SFAS No. 157, Fair Value Measurements , issued in September 2006, establishes a formal framework for measuring fair value and expands disclosure of fair value under generally accepted accounting principles.  It defines and codifies the many definitions of fair value included among various other authoritative literature, clarifies and, in some instances, expands on the guidance for implementing fair value measurements, and increases the level of disclosure required for fair value measurements.  Although SFAS No. 157 applies to and amends the provisions of existing FASB and AICPA pronouncements, it does not, of itself, require any new fair value measurements, nor does it establish valuation standards.  SFAS No. 157 applies to all other accounting pronouncements requiring or permitting fair value measurements, except for: SFAS No. 123(R), share-based payment and related pronouncements, the practicability exceptions to fair value determinations allowed by various other authoritative pronouncements, and AICPA Statements of Position 97-2 and 98-9 that deal with software revenue recognition.  This statement is effective for financial statements issued for fiscal years beginning after November 15, 2007, and interim periods within those fiscal years.

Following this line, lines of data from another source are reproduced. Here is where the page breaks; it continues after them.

PR #125, opened 2019-03-26
Add Redox thread parker

faern:
This is in preparation for https://github.com/rust-lang/rust/pull/56410. To not make any platform regress from a good thread parking implementation to a spin lock based one, I add real `ThreadParker` implementations for them to `parking_lot`. It also simply makes `parking_lot` usable as a standalone library on Redox.

Ping @jackpot51. You seem to be the one who implemented most of the futex waiting logic in the standard library. So maybe you have some valuable input? Or you could ping someone who might be able to have a look at/help with this.

I started out with the existing `core/src/thread_parker/linux.rs` futex based implementation and basically just changed a few things to make the calls fit into how Redox expects them.

I have been able to verify that this builds, with cross compilation. But I have not yet been able to link it, nor run anything on a real Redox VM/machine. Will try to make that happen. But if someone with more Redox skills and an already set up system could help run the test suite, and maybe the benchmark sub-crate, that would be awesome.

### DIFF
--- a/.travis.yml
+++ b/.travis.yml
@@ -13,6 +13,7 @@ before_script:
   export PATH=$HOME/.local/bin:$PATH
 - if [ "${TRAVIS_RUST_VERSION}" = "nightly" ]; then
     rustup target add x86_64-fortanix-unknown-sgx;
+    rustup target add x86_64-unknown-redox;
   fi
 
 script:
@@ -26,6 +27,7 @@ script:
 - travis-cargo --only stable test -- --features=deadlock_detection
 - travis-cargo --only beta test -- --features=deadlock_detection
 - travis-cargo --only nightly test -- --all --no-run --target x86_64-fortanix-unknown-sgx
+- travis-cargo --only nightly build -- --all --target x86_64-unknown-redox
 - travis-cargo --only nightly doc -- --all-features --no-deps -p parking_lot -p parking_lot_core -p lock_api
 - cd benchmark
 - travis-cargo build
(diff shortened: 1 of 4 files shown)


.travis.yml
```diff
@@ -26,6 +27,7 @@ script:
 - travis-cargo --only stable test -- --features=deadlock_detection
 - travis-cargo --only beta test -- --features=deadlock_detection
 - travis-cargo --only nightly test -- --all --no-run --target x86_64-fortanix-unknown-sgx
+- travis-cargo --only nightly build -- --all --target x86_64-unknown-redox
```
Amanieu: Should this be `--no-run`?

In September 2006, the FASB issued Statement No. 158, Employers’ Accounting for Defined Benefit Pension and Other Postretirement Plans — An Amendment of FASB Statements No. 87, 88, 106, and 132R (“SFAS 158”). SFAS 158 requires a plan sponsor to ( a ) recognize in its statement of financial position an asset for a plan’s overfunded status or a liability for a plan’s underfunded status; ( b ) measure a plan’s assets and its obligations that determine its funded status as of the end of the employer’s fiscal year; and ( c ) recognize changes in the funded status of a defined benefit postretirement plan in the year in which the changes occur. Such changes will be reported in comprehensive income. Information relating to the defined benefit pension and postretirement health and life plans are provided in Note 12. The requirement to measure plan assets and benefit obligations as of the date of the employer’s fiscal year end statement of financial position is effective for fiscal years ending after December 15, 2008. The Company does not believe the implementation of the guidance in SFAS No. 158 will have a material impact on the Company’s financial statements.

In October 2006, the SEC issued Staff Accounting Bulletin (‘SAB”) No. 108, Considering the Effects of Prior Year Misstatements when Quantifying Misstatements in Current Year Financial Statements. SAB 108 provides guidance to registrants in evaluating and quantifying financial statement misstatements. SAB 108 became effective for the Company as of February 3, 2007, and did not have a significant impact on the Company’s financial position or results from operations, either by restating previously issued financial statements or by adjusting retained earnings as of the beginning of fiscal 2006. The Company does not believe the implementation of the guidance in SAB 108 will have a material impact on the Company’s financial statements.

In February 2007, the Financial Accounting Standards Board issued SFAS No. 159, The Fair Value Option for Financial Assets and Financial Liabilities—Including an Amendment of FASB Statement No. 115, (“SFAS No. 159”). SFAS No. 159 allows companies the choice to measure many financial instruments and certain other items at fair value. This gives a company the opportunity to mitigate volatility in reported earnings caused by measuring related assets and liabilities differently without having to apply complex hedge accounting provisions. SFAS No. 159 is effective for fiscal years beginning after November 15, 2007. We are currently reviewing the impact of SFAS No. 159 on our Consolidated Financial Statements.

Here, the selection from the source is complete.